【LeetCode】1023. Camelcase Matching 解题报告（Python）

作者：负雪明烛
id： fuxuemingzhu
个人博客： http://fuxuemingzhu.cn/

题目描述

A query word matches a given pattern if we can insert lowercase letters to the pattern word so that it equals the query. (We may insert each character at any position, and may insert 0 characters.)

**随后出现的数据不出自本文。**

PR #762, opened 2024-08-14
Geo and environment on top

rahulkgupta:
Screenshot 2024-08-14 at 10 37 17 AM


kfarr:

Given a list of queries, and a pattern, return an answer list of booleans, where answer[i] is true if and only if queries[i] matches the pattern.

Example 1:

Input: queries = ["FooBar","FooBarTest","FootBall","FrameBuffer","ForceFeedBack"], pattern = "FB"

Output: [true,false,true,true,false]

Explanation:

"FooBar" can be generated like this "F" + "oo" + "B" + "ar".

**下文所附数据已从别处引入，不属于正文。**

Issue #757, opened 2024-08-12
drag and drop pro layer doesn't work on production


kfarr:
I think it's because function names were clobbered during minimization so they cannot be fired after the drag event by using the function name as string

console error is:
`AddLayerPanel.component.jsx:412 Function $V not found
onDrop	@	`

So ... maybe there is a way to mark those functions to not be minimized?

vincentfretin:
If we add a new function, we need to make sure to add it in the webpack config as well, it's a bit brittle.
I'm wondering if there is another way to modify the code to avoid having a name mismatch when it's minified.

kfarr:
I think we could add a key value to the function name that won't be
minified? Or a lookup table with a string lookup key that won't be minified?

PR #771, opened 2024-08-17
Alternate fix for drag and drop pro layer in production

vincentfretin:
Alternate fix for #757 to avoid mangling name issue with minified build, get the card from the id to access handlerFunction.


kfarr:
thanks @vincentfretin this is a much better solution! noting for myself that most of the create layer functions don't support position yet, but i can add that later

"FootBall" can be generated like this "F" + "oot" + "B" + "all".

"FrameBuffer" can be generated like this "F" + "rame" + "B" + "uffer".

Example 2:

Input: queries = ["FooBar","FooBarTest","FootBall","FrameBuffer","ForceFeedBack"], pattern = "FoBa"

Output: [true,false,true,false,false]

Explanation:

"FooBar" can be generated like this "Fo" + "o" + "Ba" + "r".

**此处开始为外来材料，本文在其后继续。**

PR #775, opened 2024-08-18
create new "Streets" group in add entity panel

kfarr:
also update the other layer groupings to make sure we have all models in `assets.js` accessible to users


kfarr:
@vincentfretin i could use your help with this too -- I added a new add entity panel dropdown group "Streets Layers" which has at the moment 1 card. When I click on the card it works as expected to run `createStreetmixStreet`. However when I drag and drop this card instead it appears to run `createMapbox`

Excerpt from `/src/editor/components/components/AddLayerPanel/layersData.js`
```
const streetLayersData = [
  {
    name: 'Street from Streetmix URL',
    img: 'ui_assets/cards/streetmix.jpg',
    icon: 'ui_assets/cards/icons/streetmix24.png',
    requiresPro: false,
    description:
      'Create an additional Streetmix street in your 3DStreet scene without replacing any existing streets.',
    id: 1,
    handlerFunction: createStreetmixStreet
  }
];

// data for PRO layers cards
const layersData = [
  {
    name: 'Mapbox 2D Aerial',
    img: 'ui_assets/cards/mapbox2d.jpg',
    icon: 'ui_assets/cards/icons/mapbox24.png',
    requiresPro: true,
    description:
      'Create entity with mapbox component, that accepts a long / lat and renders a plane with dimensions that (should be) at a correct scale.',
    id: 1,
    handlerFunction: createMapbox
  },
  ```

**Comment by vincentfretin** [comment]
Be sure to increment the id, it should be unique. I see in your code snippet there are both "id: 1". We use the id now when we drop to call the function since #771

**Comment by vincentfretin** [comment]
I misread your comment. In #771 I hard coded layersData in the drop function so it calls createMapbox, and not getting the id from streetLayersData, we should really get the cards from selectedCards somehow.

File: src/editor/components/components/AddLayerPanel/LayersOptions.js [hunk 1]
```diff
@@ -1,50 +1,50 @@
 const LayersOptions = [
   {
-    value: 'Models: Personal Vehicles',
-    label: 'Models: Personal Vehicles',
-    mixinGroups: ['vehicles', 'vehicles-rigged'],
-    onClick: () => console.log('Models: Personal Vehicles')
+    value: 'Street Layers',
+    label: 'ꈨ Street Layers',
```
vincentfretin, line 4: I just see an empty square or a square with ? on Ubuntu 22.04 Chrome for this one.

"FootBall" can be generated like this "Fo" + "ot" + "Ba" + "ll".

Example 3:

Input: queries = ["FooBar","FooBarTest","FootBall","FrameBuffer","ForceFeedBack"], pattern = "FoBaT"

Output: [false,true,false,false,false]

Explanation:

"FooBarTest" can be generated like this "Fo" + "o" + "Ba" + "r" + "T" + "est".

Note:

1 <= queries.length <= 100
1 <= queries[i].length <= 100
1 <= pattern.length <= 100
All strings consists only of lower and upper case English letters.

题目大意

判断每个query是不是能通过Pattern的大写字母中插入若干个（可以为0）个小写字母实现。

解题方法

正则+字典

这题的含义其实就是pattern按照大写字母分开，query也按大写字母分开，分开时要保证大写字母是每一段的第一个字符。然后要求pattern中的每一段都是query中每一段的subsequence。

把一个字符串分成一个大写+n个小写的子字符串的方式可以使用正则，表达式是"[A-Z][a-z]*".

判断subsequence需要使用遍历的方式求解，这里学习了lee215的一个写法,iter(qu)这样即可保证顺序查找、找到停止，然后等待下一次查找开始。

Python代码如下：

class Solution(object):

    def camelMatch(self, queries, pattern):

        """

        :type queries: List[str]

        :type pattern: str

        :rtype: List[bool]

        """

        import re

        ps = re.findall("[A-Z][a-z]*", pattern)

        N = len(queries)

        res = []

        for q in queries:

            qs = re.findall("[A-Z][a-z]*", q)

            hasFind = False

            if len(ps) == len(qs):

                if all(self.isSubSeq(q, p) for (q, p) in zip(qs, ps)):

                    hasFind = True

            res.append(hasFind)

        return res

    def isSubSeq(self, qu, pa):

        qu = iter(qu)

        return all(p in qu for p in pa)

日期

2019 年 4 月 7 日 —— 周赛bug了3次。。